▸ YOUR ASSIGNMENT
Set down, please, exactly the lines below that run from the line with "(diff shortened: 1 of 10 files shown)" to the line with "useDocHandles([id1, id2, id3])", both lines included.

(Data items)
PR #471, opened 2025-07-24
Fix document saves made within 100ms being discarded

71:
`saveFn()` would only be called with the last set of parameters given to it, which would discard documents saved within 100ms of each other, except for one.

It's fairly trivial to reproduce:

```js
const a = repo.create()
const b = repo.create()
const c = repo.create()
```

Only `a` will be saved.

Fixing this could be approached in multiple ways. The mapping from key to throttled function could be done in `Repo.ts`, but after shortly working on it it seems it would have made things more complex. The current approach is quite simple IMO.

### DIFF
--- a/packages/automerge-repo/src/Repo.ts
+++ b/packages/automerge-repo/src/Repo.ts
@@ -18,7 +18,7 @@ import {
 } from "./DocHandle.js"
 import { RemoteHeadsSubscriptions } from "./RemoteHeadsSubscriptions.js"
 import { headsAreSame } from "./helpers/headsAreSame.js"
-import { throttle } from "./helpers/throttle.js"
+import { throttle, throttleByKey } from "./helpers/throttle.js"
 import {
   NetworkAdapterInterface,
   type PeerMetadata,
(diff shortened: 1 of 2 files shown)


packages/automerge-repo/src/Repo.ts
```diff
@@ -158,8 +158,10 @@ export class Repo extends EventEmitter<RepoEvents> {
       const saveFn = ({ handle, doc }: DocHandleEncodedChangePayload<any>) => {
         void this.storageSubsystem!.saveDoc(handle.documentId, doc)
       }
+      const keyFn = ({ handle }: DocHandleEncodedChangePayload<any>) => handle
```
71, line 161: This assumes that the `handle` object is stable per document ID. If that's not true, we can modify `throttleByKey` to use a regular map rather than a `WeakMap`, and use the document ID as a key.

msakrejda:
Thanks for reporting the issue, and thanks for the patch!

However, I wonder if we could instead handle this with per-document throttled save functions? Having document-specific throttling within a general save function feels awkward. That approach might be less performant, but I'm not sure if that matters here. Maybe it's worth benchmarking.

Thoughts?

packages/automerge-repo/src/Repo.ts
msakrejda: Looking at how handles are managed in this class, I think that's a safe assumption.

msakrejda:
No problem! Thanks for reporting the issue. I can add a test and finish the patch.

PR #476, opened 2025-07-31
Add the ability to export a bundle of documents from a Repo

alexjg:
Problem: there are many usecases where it would be useful to be able to transfer a set of documents from one repo to another without having a direct connection between them. Some important usecases are initializing an application with some shared document history and sync-via-email. At the moment this is not possible. Even though the underlying automerge document can be saved to a binary format, automerge-repo provides no APIs for importing such a binary file into an existing document without first finding that document somewhere.

The reason we have not added this import feature to date is that allowing the user to set the document ID for some arbitrary document is a giant footgun. It allows users to create documents which are unrelated to each other but have the same ID, which generally results in extremely surprising merge behavior.

Solution: add a new "bundle" concept. A bundle is a set of document IDs and their associated automerge documents serialized to a binary format. A bundle is created by calling `Repo.exportBundle(<list of DocHandles>)` and then imported into another repo by calling `Repo.importBundle`. This mechanism means that document IDs are still created by the repo - which means that there is no risk of a user accidentally creating two documents with the same ID.

Bundles can be encoded to a binary format using `Bundle.encode` and decoded using `Bundle.decode` - though this latter function is not necessary most of the time as you can also pass a `Uint8Array` directly to `Repo.importBundle`. The binary format is intended to be forwards compatible so that bundles can be kept around for a long time.

### DIFF
--- a/packages/automerge-repo-bundles/README.md
+++ b/packages/automerge-repo-bundles/README.md
@@ -1,0 +1,48 @@
+# `automerge-repo-bundles`
+
+A library for exporting and importing "bundles" of documents from
+`automerge-repo`
+
+## Why?
+
+There are two important usecases for this package:
+
+1. Exporting some kind of "initial" document state for users to collaborate on
+2. Exporting documents for asynchronous collaboration (e.g. email)
+
+`automerge-repo` doesn't provide any way to obtain a `DocHandle` without having
+some network connection to a peer who has that document. This makes asynchronous
+operations complicated. For example, if I want to write an application which
+enables people to collaborate over email, what do I actually give my users to
+send to each other?
+
+`automerge-repo` does expose an `Repo.import` method, which can be used to
+import a raw automerge document and you can pass a document ID to this method.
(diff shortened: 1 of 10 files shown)


packages/automerge-repo/src/bundle.ts
```diff
@@ -0,0 +1,348 @@
...
+
+    docHeaders.push({ docId, heads, deps, dataLen, bundleOffset })
+  }
+
+  // Read document data
+  const docs = new Map<DocumentId, DocBundle>()
+  const dataStart = offset
+
+  for (const header of docHeaders) {
+    const docData = data.slice(
```
dmaretskyi, line 327: consider using [TypedArray.subarray](https://developer.mozilla.org/en-US/docs/Web/JavaScript/Reference/Global_Objects/TypedArray/subarray) to avoid memcopy

dmaretskyi (approved):
This is exactly what we need, thanks!

PR #483, opened 2025-08-13
fix: Fix imported document is not being lazy replicated

mykola-vrmchk:


alexjg:
This looks like an entirely excellent fix. Would you mind also adding a test?

msakrejda:
I pushed a test fix (I _think_ that's the right change) and a minor lint fix. This should be good to go now.

PR #484, opened 2025-08-15
Avoid re-evaluating useDocHandles hook unnecessarily

### LINKED ISSUE #479: [BUG] - useDocuments causes infinite re-renders
I'm encountering an issue where the useDocuments hook in automerge-repo triggers an infinite render loop in React.

🔍 Context:
When I subscribe to documents using:

```tsx
const docs = useDocuments(docUrls);
```

The component keeps re-rendering indefinitely. It appears that the return value from useDocuments might be unstable or causing state updates even when nothing has changed.

✅ Expected behavior:
The hook should only trigger a re-render when the actual content of the documents changes - not on every render cycle.

🧪 Environment:
```
  {
    "dependencies": {
     "@automerge/react": "^2.2.0",
     "@automerge/automerge-repo": "^2.2.0",
     "@automerge/automerge-repo-storage-indexeddb": "^2.2.0"
    }
  }
```

- React version: ^19.1.1
- Framework: Vite
- Browser: Chrome

msakrejda:
We're currently updating the hook's handle map whenever the list of ids changes, causing it to trigger a re-render. This is intended, but we are passing the ids Array directly in as a useEffect dependency, meaning that any usage of the hook with a literal array, like

  useDocHandles([id1, id2, id3])

will create a new array on each render, re-triggering the useEffect hook, causing a setState and another render, indefinitely.

This code could use some refactoring (it's not obeying React's rules of hooks), but for now, work around the issue by adding a useSet hook that gives a stable reference for the useEffect dependency array as long as the contents of the id list passed to useDocHandles don't change.

Fixes #479.

### DIFF
--- a/packages/automerge-repo-react-hooks/src/helpers/useSet.ts
+++ b/packages/automerge-repo-react-hooks/src/helpers/useSet.ts
@@ -1,0 +1,19 @@
+import { useEffect, useState } from "react"
+
+export function useSet<T>(items: T[]): Set<T> {
+  const [set, setSet] = useState<Set<T>>(() => {
+    return new Set<T>(items)
+  })
+  useEffect(() => {
+    const newSet = new Set(items)
+    if (identical(set, newSet)) {
+      return
+    }
+    setSet(newSet)
+  }, [set, items])
+  return set
+}
+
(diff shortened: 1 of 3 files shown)


msakrejda:
Still needs testing.

PR #676, opened 2026-06-06
fix(StorageSource): catch errors from the throttled save

darcyparker:
## Problem

`StorageSource` persists on every `"heads-changed"` event via a throttled save:

    handle.on("heads-changed", saveFn)   // saveFn = asyncThrottle(() => storage.saveDoc(...))

`asyncThrottle` returns a promise that rejects when `saveDoc` rejects, and that promise is ignored (the listener's return value is dropped; the bare call at attach is not awaited). So a storage write failure (disk/IO error, quota, an aborted IndexedDB transaction, a failed remote write) floats as an unhandled rejection, which in Node exits the process by default ([unhandled-rejections][1]).

This is the save side of #389 ("Storage errors cause node to exit") and the same class as the intermittent unhandled-rejection failures in #275. The load side is handled in #671; this is its sibling.

## Fix (2 commits)

1. `test`: point `StorageSource` at an adapter whose `save()` rejects, make a  change, and assert the failure is caught and logged. Red until the fix (it fails the assertion and Vitest reports the floating unhandled rejection).
2. `fix`: wrap `saveDoc` in `try/catch` inside the throttled function and log. The change stays in memory, so a later save or reload can re-persist it.

## Related

- #671 - load-side sibling in `StorageSource` (lightly overlaps: both add the `#log` field, a trivial rebase for whichever merges second)
- #672 - `StorageSubsystem` compaction error handling
- #673 / #674 - same crash class in the `Repo` inbound-message and WebSocket-server handlers
- Issues: #389 (storage errors exit the process), #275 (intermittent unhandled-rejection CI failures), #264 (durability)

[1]: https://nodejs.org/api/process.html#event-unhandledrejection

### DIFF
--- a/packages/automerge-repo/src/StorageSource.ts
+++ b/packages/automerge-repo/src/StorageSource.ts
@@ -89,8 +89,24 @@ export class StorageSource implements DocumentSource {
     let fn = this.#saveFns[documentId]
     if (!fn) {
       fn = this.#saveFns[documentId] = asyncThrottle(
-        ({ doc, handle }: DocHandleEncodedChangePayload<any>): Promise<void> =>
-          this.#storage.saveDoc(handle.documentId, doc),
+        async ({
+          doc,
+          handle,
+        }: DocHandleEncodedChangePayload<any>): Promise<void> => {
+          try {
+            await this.#storage.saveDoc(handle.documentId, doc)
+          } catch (err) {
+            // This save runs fire-and-forget from a "heads-changed" listener,
+            // so a rejection would surface as an unhandled rejection and, in
+            // Node, exit the process by default. Catch and log it; the change
+            // stays in memory and a later save or reload can re-persist it.
+            // See https://nodejs.org/api/process.html#event-unhandledrejection
+            this.#log.error(
+              `Error saving document ${handle.documentId} to storage`,
+              err
+            )
+          }
+        },
         this.#saveDebounceRate
       )
     }
--- a/packages/automerge-repo/test/StorageSource.test.ts
+++ b/packages/automerge-repo/test/StorageSource.test.ts
@@ -111,4 +111,40 @@ describe("StorageSource", () => {
       vi.useRealTimers()
     }
   })
+
+  it("logs a failed save instead of leaking an unhandled rejection", async () => {
+    // A save runs fire-and-forget from the "heads-changed" listener. If the
+    // storage write rejects, the rejection must be caught and logged, not left
+    // to surface as an unhandled rejection.
+    const errSpy = vi.spyOn(console, "error").mockImplementation(() => {})
+    try {
+      const documentId = parseAutomergeUrl(generateAutomergeUrl()).documentId
+
+      // An adapter whose save() always rejects (disk/IO error, quota, ...).
+      const adapter = new DummyStorageAdapter()
+      adapter.save = async () => {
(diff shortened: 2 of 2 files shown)


darcyparker:
cc @alexjg. Save-side sibling of #671 (load); same unhandled-rejection class as #673/#674. Addresses the save path called out in #389.

msakrejda (approved):

packages/automerge-repo/src/StorageSource.ts
```diff
@@ -89,8 +89,24 @@ export class StorageSource implements DocumentSource {
...
+          } catch (err) {
+            // This save runs fire-and-forget from a "heads-changed" listener,
+            // so a rejection would surface as an unhandled rejection and, in
+            // Node, exit the process by default. Catch and log it; the change
+            // stays in memory and a later save or reload can re-persist it.
+            // See https://nodejs.org/api/process.html#event-unhandledrejection
+            this.#log.error(
+              `Error saving document ${handle.documentId} to storage`,
+              err
+            )
```
msakrejda, line 107: I wonder if we  want to have some cap on this behavior: with this change, the storage adapter could totally fail to store any changes, but this would only be visible in the logs. Maybe at some point that should be escalated somehow?

msakrejda (commented):
I'm a little concerned that repeated failures could lead to a situation where a sync server seems to work (unless you're watching logs), but is not actually storing anything. Thoughts?

packages/automerge-repo/src/StorageSource.ts
darcyparker: Fair concern, and I don't want to wave it away. The storage adapter should be robust, but some failures are rare and recoverable, and what this change buys is time to heal: by not letting a failed write take the process down, and keeping the change in memory, a later save or a reload can re-persist it.

On where recovery and escalation should sit, my thinking:

1. Network adapters provide redundancy: connected peers still have the change and can re-sync it.
2. The adapter gets another shot on the next save, since the in-memory change is re-included.
3. The error is logged, so an observability/alerting layer can surface persistent failures to an operator.

For exponential backoff, and for deciding when a failure is unrecoverable enough to escalate, I'd put that in the storage adapter rather than `StorageSource`: the adapter knows its backend (IndexedDB vs filesystem vs an HTTP-backed store), so it's the right place for that policy. A generic cap in `StorageSource` would bake one policy into a layer that can't know the backend's characteristics.

So my inclination is to keep `StorageSource`'s role narrow: keep the process alive and hold onto the data, which maximizes the window for peers to sync and the adapter to recover, and treat backoff/escalation as an adapter responsibility (and alerting as an observability one). Happy to write that expectation down in a follow-up so it's explicit for adapter authors. What do you think?

msakrejda: Okay, I think that makes sense. We may want to document the storage adapter contract more carefully with respect to errors, as you suggest, but we can do that as a follow-up. I'll merge soon unless anyone else has thoughts.

darcyparker: Opened the follow-up: #679. It writes down the contract we discussed: `StorageSource` keeps the process up and retains the change in memory, storage adapters own retry/backoff/escalation, reliability comes from peer redundancy, and observability goes through the pluggable logger (so no first-class storage-error signal). Thanks!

▸ RESULT OF THIS EXERCISE
(diff shortened: 1 of 10 files shown)


packages/automerge-repo/src/bundle.ts
```diff
@@ -0,0 +1,348 @@
...
+
+    docHeaders.push({ docId, heads, deps, dataLen, bundleOffset })
+  }
+
+  // Read document data
+  const docs = new Map<DocumentId, DocBundle>()
+  const dataStart = offset
+
+  for (const header of docHeaders) {
+    const docData = data.slice(
```
dmaretskyi, line 327: consider using [TypedArray.subarray](https://developer.mozilla.org/en-US/docs/Web/JavaScript/Reference/Global_Objects/TypedArray/subarray) to avoid memcopy

dmaretskyi (approved):
This is exactly what we need, thanks!

PR #483, opened 2025-08-13
fix: Fix imported document is not being lazy replicated

mykola-vrmchk:


alexjg:
This looks like an entirely excellent fix. Would you mind also adding a test?

msakrejda:
I pushed a test fix (I _think_ that's the right change) and a minor lint fix. This should be good to go now.

PR #484, opened 2025-08-15
Avoid re-evaluating useDocHandles hook unnecessarily

### LINKED ISSUE #479: [BUG] - useDocuments causes infinite re-renders
I'm encountering an issue where the useDocuments hook in automerge-repo triggers an infinite render loop in React.

🔍 Context:
When I subscribe to documents using:

```tsx
const docs = useDocuments(docUrls);
```

The component keeps re-rendering indefinitely. It appears that the return value from useDocuments might be unstable or causing state updates even when nothing has changed.

✅ Expected behavior:
The hook should only trigger a re-render when the actual content of the documents changes - not on every render cycle.

🧪 Environment:
```
  {
    "dependencies": {
     "@automerge/react": "^2.2.0",
     "@automerge/automerge-repo": "^2.2.0",
     "@automerge/automerge-repo-storage-indexeddb": "^2.2.0"
    }
  }
```

- React version: ^19.1.1
- Framework: Vite
- Browser: Chrome

msakrejda:
We're currently updating the hook's handle map whenever the list of ids changes, causing it to trigger a re-render. This is intended, but we are passing the ids Array directly in as a useEffect dependency, meaning that any usage of the hook with a literal array, like

  useDocHandles([id1, id2, id3])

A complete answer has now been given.